About this exercise: Whenever a line in the material below contains "added", copy that line.

Source data:
────────────────

PR #133, opened 2020-09-24
fix link styling to match the design provided by @melchoyce

### LINKED ISSUE #110: Update link states to match the design
The links need to be updated to match the new styles:

Regular links have a solid underline, hovered links have a dotted underlined, and focused links have a solid box shadow with a border radius

fabiankaegy:
The styles were provided in this coment: https://github.com/WordPress/twentytwentyone/issues/110#issuecomment-697896362

This resolves #110

### DIFF
--- a/assets/sass/03-generic/reset.scss
+++ b/assets/sass/03-generic/reset.scss
@@ -71,15 +71,8 @@ body {
 
 // Links styles
 a {
-	border-bottom: 1px solid var(--global--color-secondary);
 	color: var(--wp--style--color--link, var(--global--color-primary));
-	text-decoration: none;
 	transition: border-color 0.1s ease-out;
-
-	&:hover,
-	&:focus {
-		border-bottom-color: transparent;
-	}
 
 	&:hover {
 		color: var(--global--color-primary-hover);
--- a/assets/sass/04-elements/links.scss
+++ b/assets/sass/04-elements/links.scss
@@ -1,0 +1,24 @@
+/*
+ * text-underline-offset doesn't work in Chrome at all 👎
+ * But looks nice in Safari/Firefox, so let's keep it and
+ * maybe Chrome will support it soon.
+ */
+a {
+	color: var(--global--color-black);
+	text-underline-offset: 3px;
+	transition: all .15s ease-in-out;
+  }
+
+a:hover {
+	text-decoration-style: dotted;
+}
+
+/*
+ * The reason for the !important style here is the global focus styles created
+ * by the `.site *:focus {` rules in the 03-generic/reset.scss file.
+ */
+a:focus {
+	outline: none !important;
+	border: 1px solid var(--global--color-black);
+	border-radius: 5px;
+}
--- a/assets/sass/style.scss
+++ b/assets/sass/style.scss
@@ -61,6 +61,7 @@
 @import "04-elements/forms";
 @import "04-elements/media";
 @import "04-elements/misc";
+@import "04-elements/links";
 
 /* Category 05 is all about adjusting the default block styles to the given layout. I only added three blocks as examples. */
 @import "05-blocks/blocks";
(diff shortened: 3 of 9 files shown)


assets/sass/03-generic/reset.scss
```diff
@@ -71,16 +71,9 @@ body {
 
 // Links styles
 a {
-	border-bottom: 1px solid var(--global--color-secondary);
 	color: var(--wp--style--color--link, var(--global--color-primary));
-	text-decoration: none;
 	transition: border-color 0.1s ease-out;
```
carolinan, line 75: Is this still needed?

carolinan, line 75: Is the border transition still needed?

assets/sass/04-elements/links.scss
```diff
@@ -0,0 +1,24 @@
+/*
+ * text-underline-offset doesn't work in Chrome at all 👎
+ * But looks nice in Safari/Firefox, so let's keep it and
+ * maybe Chrome will support it soon.
+ */
+a {
+	color: var(--global--color-black);
```
carolinan, line 7: If the color needs to be overwritten here I believe it still needs to be     `color: var(--wp--style--color--link, var(--global--color-primary));` and not black?
Hopefully @kjellr can confirm.

assets/sass/04-elements/links.scss
```diff
@@ -0,0 +1,24 @@
...
+a:hover {
+	text-decoration-style: dotted;
+}
+
+/*
+ * The reason for the !important style here is the global focus styles created
+ * by the `.site *:focus {` rules in the 03-generic/reset.scss file.
+ */
+a:focus {
+	outline: none !important;
```
carolinan, line 21: We can not use outline none for accessibility reasons, to work on high contrast mode, you can set this to transparent instead.

assets/sass/03-generic/reset.scss
carolinan: And the border on .has-link-color ?

assets/sass/04-elements/links.scss
```diff
@@ -0,0 +1,24 @@
...
+	border: 1px solid var(--global--color-black);
```
carolinan, line 22: The problem with using a border here is that it takes up space, so when a link is focused there is a visible "jump" or shift of not only the link but the content that follows, because the extra pixels are added.

This makes a text difficult to read because the shifts are distracting.

visible-shift-of-content

The shift can be avoided by adding a transparent border to the default state of the link, 
but that would create extra spacing and move the entire link so it is not a viable option.

carolinan: Ah, as per comment https://github.com/WordPress/twentytwentyone/issues/110#issuecomment-698423081 this would be changed back to an outline. :)

assets/sass/style.scss
```diff
@@ -61,6 +61,7 @@
 @import "04-elements/forms";
 @import "04-elements/media";
 @import "04-elements/misc";
+@import "04-elements/links";
```
carolinan, line 64: Please also include the new file in the table of contents :)

assets/sass/04-elements/links.scss
kjellr: Yes, that's right. That fallback stack should get this working nicely with the Custom Link color functionality in Gutenberg.

assets/sass/style.scss
jffng: Which table of contents are you referring to? 

Looks like links are already listed in the TOC of this file: https://github.com/WordPress/twentytwentyone/blob/76ca10c37ba9be894be64467b2d9d854d6c8d235/assets/sass/style.scss#L22

carolinan: Yeah, the toc and the actual files in the folder are out of sync

PR #135, opened 2020-09-24
Adds exceptions for false-positives in PHPCS checks

aristath:
Addition to https://github.com/WordPress/twentytwentyone/pull/62


carolinan (approved):
These exceptions look correct to me.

────────────────

Problem solution:
 /* Category 05 is all about adjusting the default block styles to the given layout. I only added three blocks as examples. */
carolinan, line 22: The problem with using a border here is that it takes up space, so when a link is focused there is a visible "jump" or shift of not only the link but the content that follows, because the extra pixels are added.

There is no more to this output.